Men, you are allowed to compliment a woman respectfully. This is a WHOLE other subject and maybe you should just Google “complimenting a woman respectfully” if you’re actually interested in knowing if you’re doing it right. When your opinion strays away from the compliment, as in “Gee, I liked your hair better long,” this is not an opinion any woman is interested in hearing. I promise you. What are we supposed to say? “Oh dear me oh my! I should have thought about you before I cut it! I should have realized you wouldn’t look at me like the sex object you were envisioning before I went to Aveda and had them lop off my locks! Hang on while I grow it out in a few minutes!!!!” First of all, we aren’t growing it for you. Second, even if we wanted to please your eye, there is nothing we can do in the moment to change this. Third, it’s loud and clear the current look we have going on is what you consider “less than”, and now we are aware. Fourth, maybe, just maybe that day, we felt frumpy, we felt like we needed a pick me up, and the sassy haircut we just got made us feel like a million bucks- and then your comment arrived.

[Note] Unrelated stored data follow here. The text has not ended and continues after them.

PR #253, opened 2026-05-05
Slight changes to the CacheClient interface

froyo-np:
# What
 - [x] the shared priority cache is accessed via "clients" - these clients provide a way to check at runtime if content returned by the cache will satisfy the needs (enough data for the renderer to render something, for example). This function is now passed the request object, this makes this check much more polymorphic, allowing more re-use of cache-clients if the shape of data to be used changes a bit.
 - [x] update the scatterbrain library's use of the cache client to not require regl directly
 - [x] update the scatterbrain library's use of the cache client to use the new isValue check, to make it easy to change shader settings without requiring a new shader and a new cacheClient.
# How

# Screenshots

# PR Checklist


packages/core/src/shared-priority-cache/shared-cache.ts
```diff
@@ -19,7 +19,7 @@ type CacheInterface<Item, ItemContent extends Record<string, Cacheable>> = {
 };
 
 export type ClientSpec<Item, ItemContent extends Record<string, Cacheable>> = {
-    isValue: (v: Record<string, Cacheable | undefined>) => v is ItemContent;
+    isValue: (v: Record<string, Cacheable | undefined>, item: Item) => v is ItemContent;
```
froyo-np, line 22: this is the api change - its non-breaking. All prior cache-clients that pass an isValue method that ignores the new argument are valid, will work at runtime, and will pass typechecking still.

packages/scatterbrain/src/cache-client.ts
```diff
@@ -0,0 +1,65 @@
+import type { Cacheable, SharedPriorityCache } from '@alleninstitute/vis-core';
+import reduce from 'lodash/reduce';
+import type { WebGLSafeBasicType } from './typed-array';
+import type { ColumnRequest, Item, } from './types';
+
+
+type Content<V extends Cacheable> = Record<string, V>
+
+export function buildScatterbrainCacheClient<V extends Cacheable>(
```
froyo-np, line 8: nearly identical to the version that has been deleted from ./renderer.ts - this version is simply slightly more generic.
it does not need to know about regl, nor does it rely on a closure over the set of requested columns to validate its contents prior to serving up data.

packages/scatterbrain/src/renderer.ts
```diff
@@ -1,85 +1,21 @@
...
+
 export type Item = Readonly<{
     dataset: SlideviewScatterbrainDataset | ScatterbrainDataset;
     node: TreeNode;
     bounds: box2D;
     columns: Record<string, ColumnRequest>;
 }>;
-type Content = Record<string, VBO>;
-
-export function buildScatterbrainCacheClient(
```
froyo-np, line 18: see cache-client.ts

TheMooseman (approved):
Works on my machine, can't find anything to complain about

Truthfully, it may surprise you to know that I love my long hair. I even miss it. I think I look good in long hair, and sometimes I do wish it were longer than it is now. That being said, I also have discovered different sides to me with short hair, and I am embracing her and letting her have her time in the sun. Can you please, for the love of God, just keep your opposing opinion to yourself? Maybe compliment my eyes. Or maybe just compliment my writing or photography skills.
When I’m 90 years old, I will want to be with someone who loved me and appreciated me no matter what physical phase I’m going through. If you’re not going to be there when I’m 90, kindly go work on your own physical appearance. Could be that I liked you better without the dad bod. Maybe I thought you were hotter with a thinner face or less wrinkles, I don’t know. By the way, I actually like dad bods, and older men are gorgeous. My point is, know that we all do what we can with what we are given, and we are all striving to be comfortable in the skin we are in. Please contribute positively towards that, and if you cannot, then just remember what your mother taught you:
“If you can’t say something nice, don’t say anything at all.”
Thank you for listening, my male friends especially. Hopefully you get it now.